Beritabatavia.com -
Komisi Pemberantasan Korupsi (KPK) terus berusaha melengkapi berkas perkara kasus dugaan korupsi pembangunan Pusat Pendidikan Pelatihan dan Sekolah Olahraga Nasional (P3SON) Hambalang, dengan tersangka Machfud Suroso.
Pada Rabu (7/5) ini, KPK ternyata menjadwalkan pemeriksaan terhadap mantan Menteri Pemuda dan Olahraga (Menpora) Adhyaksa Dault.
Berdasarkan pengamatan, Adhyaksa telah tiba di kantor KPK, Jakarta, sejak pukul 09.50 WIB. Saya diperiksa sebagai saksi Machfud Suroso. Saya tidak tahu siapa, saya tidak kenal siapa. Kayaknya kalau ada tersangka baru saya diperiksa lagi, kata Adhyaksa saat memasuki lobi gedung KPK, Jakarta.
Terkait Adhyaksa, memang proyek Hambalang diawali ketika masa dirinya memimpin Kementerian Pemuda dan Olahraga (Kempora).

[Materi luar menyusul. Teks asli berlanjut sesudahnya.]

PR #215, opened 2017-04-25
hyperstart: Copy pause binary instead of creating a symbolic link

sboeuf:
Initially we used a hardlink to create the pause binary to the needed location so that our pause container could use it from inside the VM. But hardlink had a limitation regarding cross partitions, and that's the reason we moved to symbolic link.

But symbolic links are not evaluated when the pause container rootfs was mounted, resulting in having the pause binary missing.

The only way to properly deal with those issues is to copy the binary to the expected location.

### DIFF
--- a/hyperstart.go
+++ b/hyperstart.go
@@ -195,7 +195,7 @@ func (h *hyper) buildNetworkInterfacesAndRoutes(pod Pod) ([]hyperstart.NetworkIf
 	return ifaces, routes, nil
 }
 
-func (h *hyper) linkPauseBinary(podID string) error {
+func (h *hyper) copyPauseBinary(podID string) error {
 	pauseDir := filepath.Join(defaultSharedDir, podID, pauseContainerName, rootfsDir)
 
 	if err := os.MkdirAll(pauseDir, dirMode); err != nil {
@@ -204,10 +204,10 @@ func (h *hyper) linkPauseBinary(podID string) error {
 
 	pausePath := filepath.Join(pauseDir, pauseBinName)
 
-	return os.Symlink(h.config.PauseBinPath, pausePath)
+	return fileCopy(h.config.PauseBinPath, pausePath)
 }
 
-func (h *hyper) unlinkPauseBinary(podID string) error {
+func (h *hyper) removePauseBinary(podID string) error {
 	pauseDir := filepath.Join(defaultSharedDir, podID, pauseContainerName)
 
 	return os.RemoveAll(pauseDir)
@@ -392,7 +392,7 @@ func (h *hyper) startPauseContainer(podID string) error {
 		Process: process,
 	}
 
-	if err := h.linkPauseBinary(podID); err != nil {
+	if err := h.copyPauseBinary(podID); err != nil {
 		return err
 	}
 
@@ -454,7 +454,7 @@ func (h *hyper) stopPauseContainer(podID string) error {
 		return err
 	}
 
-	if err := h.unlinkPauseBinary(podID); err != nil {
+	if err := h.removePauseBinary(podID); err != nil {
 		return err
 	}
 
--- a/utils.go
+++ b/utils.go
@@ -1,0 +1,43 @@
+//
+// Copyright (c) 2017 Intel Corporation
+//
+// Licensed under the Apache License, Version 2.0 (the "License");
+// you may not use this file except in compliance with the License.
+// You may obtain a copy of the License at
+//
+//      http://www.apache.org/licenses/LICENSE-2.0
+//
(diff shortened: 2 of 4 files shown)


utils.go
```diff
@@ -0,0 +1,59 @@
...
+func fileCopy(srcPath, dstPath string) error {
+	if srcPath == "" {
+		return fmt.Errorf("Source path cannot be empty")
+	}
+
+	if dstPath == "" {
+		return fmt.Errorf("Destination path cannot be empty")
+	}
+
+	srcInfo, err := os.Stat(srcPath)
```
jodh-intel: You don't need the `Stat()` call as `ReadFile()` will handle `ENOENT`.

utils.go
```diff
@@ -0,0 +1,59 @@
...
+	if err != nil {
+		return err
+	}
+
+	srcContent, err := ioutil.ReadFile(srcPath)
+	if err != nil {
+		return err
+	}
+
+	if err := os.RemoveAll(dstPath); err != nil {
```
jodh-intel: I'd be tempted to call `RemoveAll()` before `ReadFile()` since if you cannot remove the destination, there isn't much point in reading the source (first).

utils.go
```diff
@@ -0,0 +1,59 @@
...
+		return err
+	}
+
+	dstFile, err := os.OpenFile(dstPath, os.O_WRONLY|os.O_CREATE, srcInfo.Mode())
```
jodh-intel: It would be better (atomic) if you wrote the file to a temporary name first, then called `os.Rename()` on it since that way you can never have a partially-written `dstPath`. Also, since `Rename()` handles an existing file automatically, I'd probably just drop the `RemoveAll()` call.

hyperstart.go
```diff
@@ -204,7 +204,7 @@ func (h *hyper) linkPauseBinary(podID string) error {
 
 	pausePath := filepath.Join(pauseDir, pauseBinName)
 
-	return os.Symlink(h.config.PauseBinPath, pausePath)
+	return fileCopy(h.config.PauseBinPath, pausePath)
```
jodh-intel: The function name should change to reflect the changed behaviour: `copyPauseBinary()` maybe.

jodh-intel: Also, particularly since this function has been problematic in the past, how about introducing a `TestCopyPauseBinary()` function? We could even check copying to a new fs with a tmp mount and also ensure the `src` and `dest` have the expected different inode numbers.

sboeuf: I wanted to create a generic function, and not something specific to the pause binary. Does that make sense ?

sboeuf: I have already added TestFileCopySuccessful(), have you seen it ?

utils.go
sboeuf: Agreed.

utils.go
sboeuf: I need the `Stat()` to get file information, so that I can determine file mode later in the code.

sboeuf:
@jodh-intel I have made some modifications based on your comments, please let me know if that sounds better now ?

utils.go
```diff
@@ -0,0 +1,64 @@
...
+
+package virtcontainers
+
+import (
+	"fmt"
+	"io/ioutil"
+	"os"
+)
+
+func fileCopy(srcPath, dstPath string) error {
```
jodh-intel: A thought occurred - extended attributes and security contexts. This doesn't appear to be performance-critical code so it would honestly be easier and safer (and avoids reinventing the wheel ;) to call out to `cp` (`exec.LookPath()`, *etc*) as that will handle such complexities for us. 

Mr Pike would seem to agree: https://go-review.googlesource.com/c/1591/9/src/io/ioutil/ioutil.go#77.

sboeuf: @jodh-intel I honestly don't know what is the best here. If @sameo agrees with this executing `cp` directly from our go code, then I am fine with this.
Let's just try to get this PR merged by end of this week at least, because it virtcontainers which is currently broken.

sameo: @jodh-intel @sboeuf I'm fine with using exec'ing `cp` directly, it's probably safer.

sboeuf:
@jodh-intel I used exec.Run() to `cp` the file, and I changed the hyperstart functions names, and I have written a basic unit test for this. Does that sound good ?

jodh-intel:
I think it would be useful to add a comment for `cpBinaryName` explaining *why* we call out to the system utility command (mentioning extended attributes and security contexts), but that's a nit, so...

lgtm

sameo:
LGTM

Tetapi, ketika ditinggalkan proyek yang awalnya direncanakan menelan biaya Rp 125 miliar tersebut membengkak menjadi Rp 1,175 triliun untuk pembangunan. Sedangkan, Rp 1,4 triliun untuk penyewaan alat.
Terlebih lagi, Adhyaksa berulang kali membantah terlibat proyek Hambalang. Sebaliknya, mengatakan di eranya proyek tersebut dibekukan karena belum mendapat persetujuan DPR.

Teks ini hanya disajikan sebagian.